One day, a couple days after I'd gotten the mask from my mom, Ryan walked up to me and asked, with a curious yet deeply disturbed look on her face, just what that thing on the floor was. 
"Oh, that? It's for bolting your grandmother to a table. Why?"  
Then I had to explain the radiation to her and how it was done. And with a relieved look on her face, my 13 year old daughter said to me, "Oh thank god! I thought you'd lost your IUD."

Friday, January 11, 2013

Oh for fuck's sake, he's only four!

Me: Every toy you throw I will throw away. If you throw it, I will put it in the garbage!
10 seconds later
Tommy: (whispering) Don't throw it, Danny. Just drop it.
sound of toy hitting the floor
Tommy: Mo-om! Danny throwed it!
 

Sunday, January 06, 2013

How the hell did my senior year start 20 years ago?

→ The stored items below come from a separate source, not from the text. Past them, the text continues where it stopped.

PR #64, opened 2020-03-03
Save horizon configuration items.

TallFurryMan:
This is a proposal for saving the configuration items "Abort tracking", "Abort slewing" and "Abort Goto" in the context of horizon management. Saving configuration now includes those items.

As for other drivers, configuration should never be saved when the device is not connected, as undefined properties won't be part of the saved data stream. Properties not saved because they are undefined revert to their default value on next load.

Tested with simulation mode, loading/saving, connecting/disconnecting.


TallFurryMan:
(I'll note that as is, azgtibase.cpp and eqmod.cpp do not build on my side because of missing <cstring> and <memory>, but that's another point)

PR #69, opened 2020-03-12
Weatherradio v 0.8 | Documentation added

sterne-jaeger:
Here comes the first version of the documentation - see doc/Readme-WeatherRadio.md. Additionally, the firmware configuration has been streamlined so that all configuration changes can be done from config.h.


indi-duino/add-on/weatherradio/bin/wr_config.py
```diff
@@ -24,13 +24,13 @@
 INDIDEVICEPORT="/dev/ttyUSB0"
 
 # RRD storage holding time series data
-RRDFILE="./weather.rrd"
+RRDFILE="/usr/local/share/weatherradio/weather.rrd"
```
knro: is there a reason this is /usr/local/share and not /usr/share? The reason is if we make a debian package for this, it should be install to /usr/share

sterne-jaeger: Fine for me. I have my stuff always under /usr/local/... I will correct it.

There is also a bugfix for the firmware, so please wait with merging.

sterne-jaeger:
OK, path changed in the config files and in the documentation.

knro:
Thanks, is this ready to land now?

sterne-jaeger:
Yes, everything is ready from my side.

PR #73, opened 2020-03-18
Weatherradio V 0.9 | TSL237 updates + script robustness

sterne-jaeger:
With this release it should be possible to use TSL237 as alternative to the TSL2591 for SQM measurement.

Additionally, the RRD update scripts are improved so that they do not any longer get stuck when there are connection problems or not all sensors connected.


sterne-jaeger:
Outch, please wait, one of the scripts has a problem.

sterne-jaeger:
OK, now it should be ready.

PR #80, opened 2020-03-30
Fix libricohcamerasdk compile error on aarch64

karlrees:
Removed support for indi-pentax using libricohcamerasdk (PTP mode) on 64-bit ARM, since no binary is provided.


knro:
So I'm having [problems building](https://launchpadlibrarian.net/472603219/buildlog_ubuntu-bionic-amd64.libricohcamerasdk_1.1.0~202004031057~ubuntu18.04.1_BUILDING.txt.gz) this on Launchpad. 

Did you submit your patch to libmtp upstream? I checked their git repo but couldn't find your changes? It would better in the long term to rely on the upstream package. We can add the latest from GIT to the INDI repo (like libgphoto2) so that's not an issue. If the GIT libmtp is OK, then let's use that.

karlrees:
The GIT version of libmtp won't work, unfortunately.  This is a heavily customized version of libmtp that Ricoh used for their driver.  They did include a patch file, but it's relative to libmtp as of 2-3 years ago, and looks like a nightmare to merge now, even if I understood what was going on.  I doubt the libmtp maintainers would want to do a wholesale merge of the changes, and I wouldn't be able to recompile libricohcamerasdk against any changes they insisted on.

(I've been trying to get in touch with Ricoh about this and several other issues.  Seems like they should have just branched from libmtp and given the driver a different name.  So far, no luck).

I don't know much about Launchpad, but just doing a search, it seems like there's a way to ignore or override the dependencies for specific libraries?  https://stackoverflow.com/questions/11238134/dpkg-shlibdeps-error-no-dependency-information-found-for

Again, not sure if that's any help, as this is all very much new to me.

knro:
Ok one solution is to use the forked version in a new project and rename it to something else. maybe libmtpricoh or something like that.. because it needs to be separate from the system libmtp. Then it can be installed as a normal library and libricoh can just depend on it instead of having the binary bundled in.

karlrees:
But the libricohcamerasdk library would still be looking for libmtp and not libmtpricoh, and I don't have the source for libricohcamerasdk to recompile.

Perhaps there is a way to edit the dependency directly in the libricohcamerasdk binary?  I'm not immediately sure how to do that, though, and whether editing the binary would be a problem under the license agreement?

knro:
we can edit the binary to link to the forked version, I've done it for libsbig. Not sure about the license stuff, we can get it done and send them a note. Maybe that will wake them up.

Issue #39, opened 2019-12-22
Support for SNAP port on EQMOD Mounts


setnes:
This has been previously discussed here.  -->  https://github.com/indilib/indi/issues/617

I would love to be able to use the SNAP port on my EQ6-R Pro via EQMOD.  Is there a way to do this yet... even via a simple script?

geehalel:
Hi,
I had already implemented that feature in my own fork. I just remake a fork and put it again in a snapport branch. As you notice, I was using a small script to monitor the opening of a file by the gphoto driver.  I wonder if, snooping a ccd device exposure property, the eqmod driver may toggle a snapport when the exposure property turns idle (the ccd is in exposure). Or maybe there could be other usages...

setnes:
I built the code in your snapport branch, but I don't see any new INDI parameters for the snap ports.  I'm not sure what I should expect to see though.  I have an EQ6-R Pro.

setnes:
I put a "return true;" inside the HasSnapPort1 function and was able to make it work.  I plugged a camera (Fujifilm X-T20) into the snap port and was able to open and close the shutter using the INDI parameter.  So... the next thing you'll want is a mount code.  

`22:43:20.100: [DEBUG] InquireBoardVersion(): MountCode = 35, MCVersion = 30723, setting minperiods Axis1=6 Axis2=6`

Should we assume that the 35 printed in the log should be a 0x23 in the code?  Let me try that.

geehalel:
Thank you for testing, and solving the issue with EQ6-R (I did'nt know the mount code and did not want to look at the firmware). I added the mount in my repo so it should be ok now. I've just tested
with the simulator giving a 0x23 mount code. Maybe could you test again before I make a PR.
Thanks again.

setnes:
There might be two mount codes for EQ6-R Pro.  There are different firmware downloads for mounts with USB and mounts without.  I have a newer one that has USB.  I know someone with the older version of the mount, but we have stay-at-home orders right now for COVID-19.  I'm not sure if I'd be able to step him through finding the mount code remotely.

I will test your new version, but cannot do it until after work.  I also did not try your script (from your older branch) to make this available to gphoto.  Instead I tested by using indi_setprop to open and close the shutter from a simple bash script.

geehalel:
Ok, you're right, there is also a firmware V2.11 for AZEQ6 and EQ6-R (not pro?) mounts on the
skywatcher download page. Let's wait and know more about that later.
[...]

PR #82, opened 2020-04-01
indi-eqmod: Implement Snapport control 

geehalel:
This fixes the issue #39 and besides adds support for EQ6-R Pro mount.

- adds one or two snap port switches in the options tab depending on the mount model (hardcoded in HasSnapPort functions)
- adds EQ6-R Pro mount model with code 0x23 (with a built-in USB port)

### DIFF
--- a/indi-eqmod/eqmodbase.cpp
+++ b/indi-eqmod/eqmodbase.cpp
@@ -360,6 +360,15 @@ void EQMod::ISGetProperties(const char *dev)
             defineSwitch(DEPPECSP);
         }
 
+        if (mount->HasSnapPort1())
+        {
+            defineSwitch(SNAPPORT1SP);
+        }
+        if (mount->HasSnapPort2())
+        {
+            defineSwitch(SNAPPORT2SP);
+        }
+
 #ifdef WITH_ALIGN_GEEHALEL
         if (align)
         {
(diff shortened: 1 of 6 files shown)


ACMACMACM:
> This fixes the issue #39 and besides adds support for EQ6-R Pro mount.
> 
> * adds one or two snap port switches in the options tab depending on the mount model (hardcoded in HasSnapPort functions)
> * adds EQ6-R Pro mount model with code 0x23 (with a built-in USB port)

Hi geehalel, 

I have an EQ6-R Pro mount and would very much like to use the Snap Port.  I can see the option in the Ekos>EQMount>Options menu and can turn it on, but after that, how can i control it?  There doesnt seem to be anywhere ive found to be able to then control it thereafter.

geehalel:
Hi @ACMACMACM 
I'm not sure to understand what you mean by controlling the snap port. As is, the indi-eqmod driver toggles your snap ports when you use the switch in the Options tab. It is the role of a client to decide when to toggle the snap ports. If you want to use it for controlling the shutter release of a DSLR (I do for my old 350D), you may use a small script which will toggle the snap port when gphoto ccd starts an exposure. The code is [here](https://github.com/geehalel/indi/blob/eqsnap/3rdparty/indi-eqmod/eqsnap1.py). Use the file name in this script (<code>/tmp/eqsnapport1</code>) in the 'Shutter Release Port' option in gphoto CCD, and run the script from a terminal (exit with Ctrl-C).

ACMACMACM:
Ok so Ekos would be the client in this case.  Id like to use the Capture module in Ekos to control the snap port of the camera.  Queue up a sequence of exposures in Ekos and instead of GphotoCCD controlling the camera via USB (which it cant do for my camera at this time) it would instead control the camera via the snap port solely.  No USB cable to the camera at all.  I didnt think this would work given Ekos needs to detect a camera in order to start, and to detect a camera it would have to be plugged in via USB (which im trying to avoid).

ACMACMACM:
Thanks, that makes sense that the driver is doing it's part by toggling the snap port, and that a client would have to then control that toggling process. 

Can I ask what to do from here though as i'm not very technical.  Can i queue up exposures (eg. 20x60s exposures with an initial wait time of 5s, with a gap of 3s between each exposure) without the use of Ekos or GPhoto CCD, and only toggle the EQMod Mount snap port via terminal? What might that command line syntax look like?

Somebody on my facebook feed posted this link: it's a list of 29 albums that are now 20 years old.  Some of them I've never heard of, some of them I seem to remember coming out later than 1993 (probably the single I remember was released later), and some of them are pure nostalgia. 1993, now 20 years ago, was the year I moved out of my mom's and in with my dad. It was the year I went to a new school, the year I learned to play pool, the first year I had no curfew. 
I'd like to explain 1993 to Ryan. I think she would have liked it had she seen it. Had it not ended 2 months before I met her original father. But how to explain such a foreign concept? Libraries without computers, scrambling for coins for the pay phone, learning of new songs from the radio and then recording them onto cassette tapes. My old notes from class, the kind we wrote, not the kind we took down, almost looked like the iphone text messages. I wrote in blue pen and my handwriting and then my friend would write in green pen with her handwriting. Not a whale shaped little thought bubble but as close as our primitive cave painting allowed.
I miss those days. I miss the 90s the way my mother must have missed the 70s. I wonder if everyone gets nostalgic for their senior year and the decade it inhabited. If you do, tell me in the comments.

Friday, January 04, 2013

Introducing Ron Weasley

We got rid of our box turtle on Xmas day. My brother in law had a friend who wanted one for his son and our boys were too rough to really play with it here, so we gave it to the guy for his kid. We also found an inside home on a farm for our outside dog, Cheyenne. It was sad, but she needed a place with more attention and a house big enough for her. So, to dull the pain of loss a little bit, we got a new cat.  And by "we", I mean I brought it in the house when Tom wasn't looking. So now we have the 2 cats, our old ocicat Tat and our new black cat Ron Weasley. Mom's chihuahuas don't get along so well with the cats. Pupper doesn't care about them but Tripper barks at them constantly, not out of anger or hostility but because he wants them to play with him. They don't know this, however, so they hiss and their tails get bushy and they run into the basement.
At night, due to house training issues, the dogs are crated and the cats have the run of the house. I usually wake up at least twice in the night because Ron Weasley is trying to sleep on my face and purring at top volume.. Tat generally stays on the bed a few inches away from my head. I like cats more than dogs, I think. They use a litter box, which is a big selling point.

Thursday, January 03, 2013

It's like capitalism, but I'd do it wrong

I wish I could afford to rent a store. I want to open a store and sell cocoa and free books. I want to open a free book store with no goal of making money. And I want to sell cocoa at cost. And maybe wine on weekends, if it weren't for the damn insurance you have to get to serve alcohol. But I think a free book store is an awesome idea. Bring in your old books and take new books, and sit in comfy chairs and read them. No even exchange needed, no requirement that you bring in anything in order to take out anything. Just a place to duck in, have a cup of cocoa (I'll make it from scratch), and pick up some used books for free.